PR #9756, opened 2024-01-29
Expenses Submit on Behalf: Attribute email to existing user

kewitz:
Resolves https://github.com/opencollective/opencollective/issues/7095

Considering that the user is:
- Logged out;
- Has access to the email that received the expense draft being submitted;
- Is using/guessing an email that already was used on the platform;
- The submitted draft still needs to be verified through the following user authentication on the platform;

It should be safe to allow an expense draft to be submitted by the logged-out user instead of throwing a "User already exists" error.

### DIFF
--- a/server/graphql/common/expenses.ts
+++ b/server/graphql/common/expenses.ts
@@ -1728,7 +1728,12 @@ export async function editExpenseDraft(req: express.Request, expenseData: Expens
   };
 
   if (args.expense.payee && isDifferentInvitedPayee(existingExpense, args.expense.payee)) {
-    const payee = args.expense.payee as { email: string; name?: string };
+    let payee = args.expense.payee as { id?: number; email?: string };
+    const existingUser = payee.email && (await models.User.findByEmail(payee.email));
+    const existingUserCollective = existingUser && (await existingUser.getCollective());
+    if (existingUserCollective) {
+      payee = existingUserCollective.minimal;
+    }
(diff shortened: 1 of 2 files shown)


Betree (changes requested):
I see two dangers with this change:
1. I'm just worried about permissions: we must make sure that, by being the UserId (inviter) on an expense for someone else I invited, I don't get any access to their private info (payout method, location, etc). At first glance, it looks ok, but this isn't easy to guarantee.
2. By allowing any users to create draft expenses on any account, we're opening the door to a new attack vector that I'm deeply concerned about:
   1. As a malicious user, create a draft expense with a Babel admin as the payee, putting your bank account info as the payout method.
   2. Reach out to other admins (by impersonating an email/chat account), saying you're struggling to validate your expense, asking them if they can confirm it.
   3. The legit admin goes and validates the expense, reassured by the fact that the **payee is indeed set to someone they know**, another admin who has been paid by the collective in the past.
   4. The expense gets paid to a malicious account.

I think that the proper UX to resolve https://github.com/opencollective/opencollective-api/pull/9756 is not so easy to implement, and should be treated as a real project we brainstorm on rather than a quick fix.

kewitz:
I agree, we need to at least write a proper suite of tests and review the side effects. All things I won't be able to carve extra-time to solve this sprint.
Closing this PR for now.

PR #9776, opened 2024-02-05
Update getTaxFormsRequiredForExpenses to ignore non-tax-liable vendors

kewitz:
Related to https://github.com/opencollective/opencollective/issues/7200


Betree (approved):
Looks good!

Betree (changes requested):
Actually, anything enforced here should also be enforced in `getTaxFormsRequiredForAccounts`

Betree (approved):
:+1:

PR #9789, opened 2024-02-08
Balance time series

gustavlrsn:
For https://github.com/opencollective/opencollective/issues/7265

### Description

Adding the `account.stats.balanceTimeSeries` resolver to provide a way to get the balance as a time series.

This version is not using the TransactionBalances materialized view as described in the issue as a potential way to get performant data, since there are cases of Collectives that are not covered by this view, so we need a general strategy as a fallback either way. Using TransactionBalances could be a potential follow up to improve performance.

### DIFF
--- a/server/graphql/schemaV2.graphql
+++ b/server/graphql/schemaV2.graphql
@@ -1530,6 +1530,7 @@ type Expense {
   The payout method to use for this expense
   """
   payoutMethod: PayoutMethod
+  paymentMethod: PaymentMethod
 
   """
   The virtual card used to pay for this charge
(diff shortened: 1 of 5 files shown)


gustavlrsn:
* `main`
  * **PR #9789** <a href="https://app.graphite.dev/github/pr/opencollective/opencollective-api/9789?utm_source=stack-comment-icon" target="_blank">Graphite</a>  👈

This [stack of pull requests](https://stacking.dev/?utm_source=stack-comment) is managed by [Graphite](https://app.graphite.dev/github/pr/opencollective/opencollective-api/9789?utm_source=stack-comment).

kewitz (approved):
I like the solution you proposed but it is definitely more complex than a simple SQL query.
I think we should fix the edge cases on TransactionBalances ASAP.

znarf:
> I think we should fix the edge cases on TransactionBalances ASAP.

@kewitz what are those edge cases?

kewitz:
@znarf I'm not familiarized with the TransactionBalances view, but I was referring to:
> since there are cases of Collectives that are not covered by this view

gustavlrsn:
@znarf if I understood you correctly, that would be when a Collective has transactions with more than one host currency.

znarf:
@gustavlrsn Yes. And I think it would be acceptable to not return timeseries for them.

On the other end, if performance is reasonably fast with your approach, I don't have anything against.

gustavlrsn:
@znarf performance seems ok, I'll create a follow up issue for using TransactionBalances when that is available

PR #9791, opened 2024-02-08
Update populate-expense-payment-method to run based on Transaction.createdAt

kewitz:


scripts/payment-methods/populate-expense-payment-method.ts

※ ※ ※

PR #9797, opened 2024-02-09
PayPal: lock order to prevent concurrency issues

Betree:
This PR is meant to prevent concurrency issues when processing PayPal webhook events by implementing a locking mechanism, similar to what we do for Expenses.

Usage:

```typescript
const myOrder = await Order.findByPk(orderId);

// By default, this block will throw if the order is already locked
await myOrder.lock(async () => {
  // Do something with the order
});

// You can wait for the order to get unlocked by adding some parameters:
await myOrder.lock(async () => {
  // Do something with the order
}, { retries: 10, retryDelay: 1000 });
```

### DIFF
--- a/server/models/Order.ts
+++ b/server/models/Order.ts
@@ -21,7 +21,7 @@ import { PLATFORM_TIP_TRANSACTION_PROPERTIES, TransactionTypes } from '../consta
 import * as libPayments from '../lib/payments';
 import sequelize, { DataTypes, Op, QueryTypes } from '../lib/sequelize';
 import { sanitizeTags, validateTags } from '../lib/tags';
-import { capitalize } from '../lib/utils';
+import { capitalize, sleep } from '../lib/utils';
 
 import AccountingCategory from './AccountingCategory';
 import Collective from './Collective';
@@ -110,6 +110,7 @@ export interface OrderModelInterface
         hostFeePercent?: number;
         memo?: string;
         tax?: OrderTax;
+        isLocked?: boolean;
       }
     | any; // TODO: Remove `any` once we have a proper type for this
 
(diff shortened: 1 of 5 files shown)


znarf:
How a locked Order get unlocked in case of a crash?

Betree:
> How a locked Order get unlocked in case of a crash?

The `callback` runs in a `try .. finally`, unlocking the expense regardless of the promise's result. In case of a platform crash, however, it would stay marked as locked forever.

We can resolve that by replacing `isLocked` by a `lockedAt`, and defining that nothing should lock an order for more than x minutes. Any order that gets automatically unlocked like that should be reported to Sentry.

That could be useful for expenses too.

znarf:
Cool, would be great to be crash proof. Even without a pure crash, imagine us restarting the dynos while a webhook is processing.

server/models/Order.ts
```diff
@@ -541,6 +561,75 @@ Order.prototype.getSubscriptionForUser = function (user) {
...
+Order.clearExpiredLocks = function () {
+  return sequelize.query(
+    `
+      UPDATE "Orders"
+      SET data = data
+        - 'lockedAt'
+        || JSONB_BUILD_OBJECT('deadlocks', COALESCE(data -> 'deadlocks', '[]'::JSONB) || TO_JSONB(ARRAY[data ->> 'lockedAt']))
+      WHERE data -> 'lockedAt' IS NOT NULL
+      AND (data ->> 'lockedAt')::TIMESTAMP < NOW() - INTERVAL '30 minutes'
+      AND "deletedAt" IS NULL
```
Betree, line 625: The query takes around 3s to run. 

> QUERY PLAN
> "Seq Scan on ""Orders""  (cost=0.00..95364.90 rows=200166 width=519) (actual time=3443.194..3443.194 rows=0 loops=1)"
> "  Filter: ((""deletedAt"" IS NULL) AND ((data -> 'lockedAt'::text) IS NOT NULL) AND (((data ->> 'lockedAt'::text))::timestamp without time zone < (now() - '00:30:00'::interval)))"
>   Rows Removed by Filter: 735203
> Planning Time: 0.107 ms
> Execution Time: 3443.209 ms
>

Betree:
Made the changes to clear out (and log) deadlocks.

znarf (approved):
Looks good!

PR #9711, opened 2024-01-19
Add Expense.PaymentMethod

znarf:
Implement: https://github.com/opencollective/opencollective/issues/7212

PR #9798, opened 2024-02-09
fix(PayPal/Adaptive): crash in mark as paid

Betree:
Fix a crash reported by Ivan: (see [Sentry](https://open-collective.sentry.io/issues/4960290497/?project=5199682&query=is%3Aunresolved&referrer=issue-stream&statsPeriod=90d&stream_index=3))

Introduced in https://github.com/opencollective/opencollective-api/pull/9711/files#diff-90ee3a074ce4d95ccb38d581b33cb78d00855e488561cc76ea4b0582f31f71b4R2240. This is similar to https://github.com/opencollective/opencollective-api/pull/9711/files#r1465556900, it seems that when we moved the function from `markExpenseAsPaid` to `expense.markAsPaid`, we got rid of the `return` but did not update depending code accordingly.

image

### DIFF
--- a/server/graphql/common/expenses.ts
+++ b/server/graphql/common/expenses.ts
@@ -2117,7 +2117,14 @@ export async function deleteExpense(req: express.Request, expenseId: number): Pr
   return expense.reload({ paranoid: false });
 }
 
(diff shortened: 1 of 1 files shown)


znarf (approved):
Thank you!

※ ※ ※

TASK DESCRIPTION -> Your answer should be the lines of the listing above between the line holding "by Filter: 735203" and the line holding "expenseId: number): Pr", inclusive, restated word for word and alone.

ANSWER TO THIS TASK ->
>   Rows Removed by Filter: 735203
> Planning Time: 0.107 ms
> Execution Time: 3443.209 ms
>

Betree:
Made the changes to clear out (and log) deadlocks.

znarf (approved):
Looks good!

PR #9711, opened 2024-01-19
Add Expense.PaymentMethod

znarf:
Implement: https://github.com/opencollective/opencollective/issues/7212

PR #9798, opened 2024-02-09
fix(PayPal/Adaptive): crash in mark as paid

Betree:
Fix a crash reported by Ivan: (see [Sentry](https://open-collective.sentry.io/issues/4960290497/?project=5199682&query=is%3Aunresolved&referrer=issue-stream&statsPeriod=90d&stream_index=3))

Introduced in https://github.com/opencollective/opencollective-api/pull/9711/files#diff-90ee3a074ce4d95ccb38d581b33cb78d00855e488561cc76ea4b0582f31f71b4R2240. This is similar to https://github.com/opencollective/opencollective-api/pull/9711/files#r1465556900, it seems that when we moved the function from `markExpenseAsPaid` to `expense.markAsPaid`, we got rid of the `return` but did not update depending code accordingly.

image

### DIFF
--- a/server/graphql/common/expenses.ts
+++ b/server/graphql/common/expenses.ts
@@ -2117,7 +2117,14 @@ export async function deleteExpense(req: express.Request, expenseId: number): Pr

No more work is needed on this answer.